Biggest Change in Energy Markets Is Natural Gas Pricing
Second of a 4-part article on utility costs and what drives them
The last decade has seen a variety of changes to energy markets, not the least of which was the crash in natural gas pricing due to advances in techniques for extracting it from underground veins of shale, such as hydraulic fracturing (commonly known as “fracking”). Since 2008, a huge increase in natural gas supply caused its wholesale price to drop by almost 2/3, making its use in power generation competitive to coal-fired and nuclear power. Where supply can be 50 percent or more of a total electric bill, overall electric rates dropped a third or more. Fracking currently provides about one-third of all natural gas in the U.S.
At the same time gas prices were dropping, however, many utilities used that opportunity to build out their transmission and distribution assets, raising delivery charges to pay for them. Such changes are altering the cost split between charges for consumption, which are generally related to supply, and those for peak demand, which are based on fixed costs, such as transmission and distribution systems. The end result may affect how customers try to control their electric bills: some efficiency measures — variable speed drives, as one example — may significantly cut consumption without necessarily having the same effect on peak demand.
Due to its lower price per Btu, natural gas is now rivaling coal as the source behind most of the electricity made in the U.S. Changes in emissions regulations at both federal and state levels are also raising the proportion of power coming from natural gas. As a result, price volatility endemic to the gas market is increasing fluctuations in power pricing where utilities use gas for generation, or buy power from non-utility suppliers doing so. During the cold 2014 winter, such volatility caused average electric rates for some customers in New England, which is increasingly dependent on gas-fired generation, to double from one month to the next.
The shift to natural gas is also spurring replacement of coal-fired generators with gas-fired units. To cover the fixed costs of those new plants, wholesale power markets have seen increasing capacity charges that may then boost utility demand charges.
The net impact of such changes varies widely by location, such as proximity to major pipelines.

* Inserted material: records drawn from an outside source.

PR #865, opened 2023-12-21
MIDI Loopback

colinmeyer:
This PR introduces a virtual midi loopback, having the same effect as connecting DIN MIDI Out to DIN MIDI In with a physical cable.

There are many uses for this functionality, including

- additive synthesis: have one midi clip trigger the sounds of two or more synth clips
- generative melodies: have two or more midi clips (e.g. 1 and 1a) both controlling the same synth clip
- macros: have several alternative midi clips with different CC modulations to be sent to a synth clip


m-m-adams (commented):
Downside here is it means you can't learn midi to an external controller while a midi sequence is playing. I'd like to see a dedicated way to learn to the loopback device, maybe shift+learn?

colinmeyer:
@m-m-adams not quite understanding what you mean here. This patch does not block midi from going in or out of the delly; If you have midi from an external controller coming in, you can also learn that to delly synths. Or you can learn the midi from a delly clip to both internal and external synths. The patch should have the same effect as plugging a DIN cable from MIDI out to MIDI in (or from MIDI out to external MIDI in on another device, that device's MIDI out to delly MIDI in). Have done basic testing to confirm this

m-m-adams:
Yeah the second one - I get what you mean but as a result there's a current workflow that breaks. A common workaround for the lack of a master control channel while live looping is to unlearn midi from one track and then learn to a new one, while the track is still playing

Trying that on this PR, when I attempt to learn a clip to my controller it instead learns to one of the midi clips that's currently being output

External synths would typically be setup ahead of time, there's not really a reason to change that live. I feel strongly that this shouldn't be merged as is because it is a significant change in how the midi learning system works. Once midi follow is merged and stable that could be revisited but I still think ideally loopback midi would be learned separately from other midi

colinmeyer:
@m-m-adams this PR is a draft, because it is not complete. The intention is to add a per-song setting (off by default) for midi loopback

m-m-adams:
I think it would make more sense to have it always enabled but selectable

1. While learning
2. From midi clips (press midi again to send to loopback and it says channel 5 (loopback) on the screen

colinmeyer:
Now with Song level parameter, adjustable in Song's sound menu, and stored/read from Song.XML file

cowboy:
Instead of looping all channels back, can there be an option to loop back all with a way to select individual channels? I love the feature, but I'm concerned about it being all-or-nothing.

colinmeyer:
@cowboy May I suggest that you try it first? It works quite decently, as-is. You can try my patch, or you can simply use a physical loopback cable, i.e. plug din midi out -> din midi in

Without understanding your use case, I'm hesitant to make the feature more complicated. Currently it is easy to understand and use

colinmeyer:
@m-m-adams have a look now, maybe try it out, rebased cleanly over midi-follow, and works very nicely with that. Feels pretty intuitive, to me, your controller controls and records to whichever clip (midi or synth instrument) is currently active, and you can learn midi clips to instrument clips as you like

m-m-adams:
It is indeed much better with midi follow and I think it's workable as is

For future work I think it would be great to have a non-learn way to select the loopback input since the interaction with learn is definitely still sub optimal

src/deluge/io/midi/midi_device.cpp
```diff
@@ -555,3 +555,17 @@ void MIDIDeviceDINPorts::sendSysex(uint8_t* data, int32_t len) {
 		bufferMIDIUart(data[i]);
 	}
 }
+
+void MIDIDeviceLoopback::writeReferenceAttributesToFile() {}
+
+void MIDIDeviceLoopback::writeToFlash(uint8_t* memory) {}
```
m-m-adams, line 561: Needs to be implemented to learn to commands or midi follow

m-m-adams: I'm not sure that's actually a useful thing to do, so maybe a popup in midi follow to say that it doesn't work is a better idea

src/deluge/io/midi/midi_device_manager.cpp
```diff
@@ -61,6 +61,7 @@ MIDIDeviceUSBUpstream upstreamUSBMIDIDevice_port1{0};
 MIDIDeviceUSBUpstream upstreamUSBMIDIDevice_port2{1};
 MIDIDeviceUSBUpstream upstreamUSBMIDIDevice_port3{2};
 MIDIDeviceDINPorts dinMIDIPorts{};
+MIDIDeviceLoopback loopbackMidi{};
```
m-m-adams, line 64: Add to config menu to allow MPE settings to be made - https://github.com/SynthstromAudible/DelugeFirmware/blob/4f9dfcf9f5b44c95fb412da716dd0ce65ba18630/src/deluge/gui/menu_item/midi/devices.cpp#L112

src/deluge/io/midi/midi_engine.cpp
```diff
@@ -911,7 +917,7 @@ bool lastWasNoteOn = false;
 #endif
 
 void MidiEngine::midiMessageReceived(MIDIDevice* fromDevice, uint8_t statusType, uint8_t channel, uint8_t data1,
-                                     uint8_t data2, uint32_t* timer) {
+                                     uint8_t data2, uint32_t* timer, bool notDoingLoopback) {
```
m-m-adams, line 920: This isn't necessary, the check can be on received device != loopback device

m-m-adams (approved):

m-m-adams (changes requested):
Sorry - approved accidentally and can't seem to change it

colinmeyer:
I changed it back to a draft PR, so it won't merge

src/deluge/io/midi/midi_device.cpp
```diff
@@ -555,3 +555,17 @@ void MIDIDeviceDINPorts::sendSysex(uint8_t* data, int32_t len) {
 		bufferMIDIUart(data[i]);
 	}
 }
+
+void MIDIDeviceLoopback::writeReferenceAttributesToFile() {}
```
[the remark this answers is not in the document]
colinmeyer: Any guidance for what should be here? The other device definitions seem mysterious to me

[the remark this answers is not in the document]
m-m-adams: Oh you just need to make a port attribute called "loopback", then add it here to match the reading - https://github.com/SynthstromAudible/DelugeFirmware/blob/1bcd598573be85bf0fe19937dd3b9bc9786caa7c/src/deluge/io/midi/midi_device_manager.cpp#L342

src/deluge/io/midi/midi_engine.cpp
```diff
@@ -495,6 +496,11 @@ void MidiEngine::sendMidi(uint8_t statusType, uint8_t channel, uint8_t data1, ui
 	if (statusType == 0x0F || MIDIDeviceManager::dinMIDIPorts.wantsToOutputMIDIOnChannel(channel, filter)) {
 		sendSerialMidi(statusType, channel, data1, data2);
 	}
+
+	// Send loopback (other than clock) to delly
+	if (currentSong->midiLoopback && channel != 0x08) { // channel 0x08 is clock
```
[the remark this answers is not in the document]
colinmeyer: addressed in latest code

src/deluge/io/midi/midi_device.cpp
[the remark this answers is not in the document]
colinmeyer: saving MPE settings for loopback now works

src/deluge/io/midi/midi_device.cpp
colinmeyer: Implemented these, I think at least the first one is necessary for getting loopback in MidiDevices.XML for saving MPE settings? Er, still haven't got this stuff mapped in my head enough

src/deluge/io/midi/midi_device_manager.cpp
colinmeyer: Loopback present in midi devices menu now

src/deluge/io/midi/midi_engine.cpp
colinmeyer: Thanks for pointing that out, felt clumsy while typing it in; now cleaner

src/deluge/io/midi/midi_device.cpp
m-m-adams: Yeah MPE settings are saved in a file, global midi learning is saved in flash

m-m-adams (approved):
Looks good!

lobit12:
sorry for the dumb question but how do you actually enable this feature?

also how do you transpose one track using another?   so far if I physically plug in a midi cable and to a learn between a synth and a midi clip I can get the midi clip to trigger the synth but I cant transpose the original sequence

PR #868, opened 2023-12-22
Bugfix/flash validation

0beron:
Validation for all enum classes read in from flash storage to avoid out of range values.

### DIFF
--- a/src/deluge/storage/flash_storage.cpp
+++ b/src/deluge/storage/flash_storage.cpp
@@ -117,25 +117,9 @@ namespace FlashStorage {
 120: gridAllowGreenSelection
 121: defaultGridActiveMode
 122: defaultMetronomeVolume
--- Future reservation for follow mode: --
-123: midiFollow enable/disable
-124: midiFollow set follow channel synth
-125: midiFollow set follow channel kit
-126: midiFollow set follow channel param
-127: midiFollow set kit root note
-128: midiFollow display param pop up
-129: midiFollow feedback
-130: midiFollow feedback automation mode
-131: midiFollow feedback filter to handle feedback loops
---
-132: defaultSessionLayout
-133: defaultKeyboardLayout
-134: gridUnarmEmptyPads
--- Future reservation for transpose global MIDI command: --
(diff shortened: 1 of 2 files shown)


src/deluge/storage/flash_storage.cpp
```diff
@@ -420,11 +414,23 @@ void readSettings() {
 			defaultBendRange[BEND_RANGE_MAIN] = 12;
 		}
 	}
-	midiEngine.midiTakeover = static_cast<MIDITakeoverMode>(buffer[113]);
+
+	if (util::to_underlying(MIDITakeoverMode::SCALE) < buffer[113]) {
```
bobtwinkles, line 418: Here as well

src/deluge/storage/flash_storage.cpp
```diff
@@ -260,7 +244,12 @@ void readSettings() {
 	cvEngine.setCVTranspose(1, buffer[15], buffer[19]);
 
 	for (int32_t i = 0; i < NUM_GATE_CHANNELS; i++) {
-		cvEngine.setGateType(i, static_cast<GateType>(buffer[22 + i]));
+		if (util::to_underlying(GateType::SPECIAL) < buffer[22 + i]) {
```
bobtwinkles, line 247: Please add a sentinel like `GridDefaultActiveModeMaxElement`

src/deluge/storage/flash_storage.cpp
```diff
@@ -359,7 +348,12 @@ void readSettings() {
 	else {
 		audioClipRecordMargins = buffer[61];
 		playbackHandler.countInEnabled = buffer[62];
-		keyboardLayout = static_cast<KeyboardLayout>(buffer[69]);
+		if (util::to_underlying(KeyboardLayout::QWERTZ) < buffer[69]) {
```
bobtwinkles, line 351: Similarly should have a sentinal

bobtwinkles (commented):
One more small change, then LGTM. Thanks for the change!

bobtwinkles (approved):

PR #869, opened 2023-12-22
Toggle bool class refactoring

seangoodvibes:
Consolidated all Toggle menu's into one Toggle Bool class and pass bool variable as pointer in menu definition

This PR does not handle pointer based bool toggles (e.g. delay ping pong)


src/deluge/gui/menu_item/toggle.h
```diff
@@ -14,4 +14,17 @@ class Toggle : public Value<bool> {
 	virtual void drawValue();
 	void drawPixelsForOled();
 };
+
+class ToggleBool : public Toggle {
+public:
+	using Toggle::Toggle;
+
+	ToggleBool(l10n::String newName, l10n::String title, bool& newToggle) : Toggle(newName, title), t(newToggle) {}
```
m-m-adams, line 22: This should have a comment on the bool pointers lifetime - in this case it must last at least as long as the menu exists, and so can't be valid for song specific toggles

seangoodvibes: Added thanks!

Issue #1189, opened 2024-02-07
decideOnCurrentPlaybackMode function doesn't identify automation arranger view or performance view accessed from arranger


seangoodvibes:
### Please describe the problem:

The function void PlaybackHandler::decideOnCurrentPlaybackMode() checks the UIType to determine if the playback mode should be arranger playback or session playback.

When in Automation Arranger View or Performance View accessed from arranger, the playback mode is incorrectly set as session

While some customers try to project power prices by watching the NY Mercantile Exchange (NYMEX) gas price at the Henry Hub in Louisiana (the starting point for some eastern gas pipelines), the actual cost at delivery points may differ greatly from it. That difference (due to pipeline charges) is called “basis.” During cold weather, the delivered price of gas at a power plant may then be double or even triple the NYMEX price. At other times, the delivered price may be below the NYMEX because the gas is actually coming from nearby fracked wells, instead of states near the Gulf of Mexico. Such differences are, in turn, spurring expansion of natural gas pipelines that may, over time, cut or limit basis cost.
Bottom line: greater dependence on natural gas for power generation widens price swings and alters price structures, even as it may lead to lower average cost.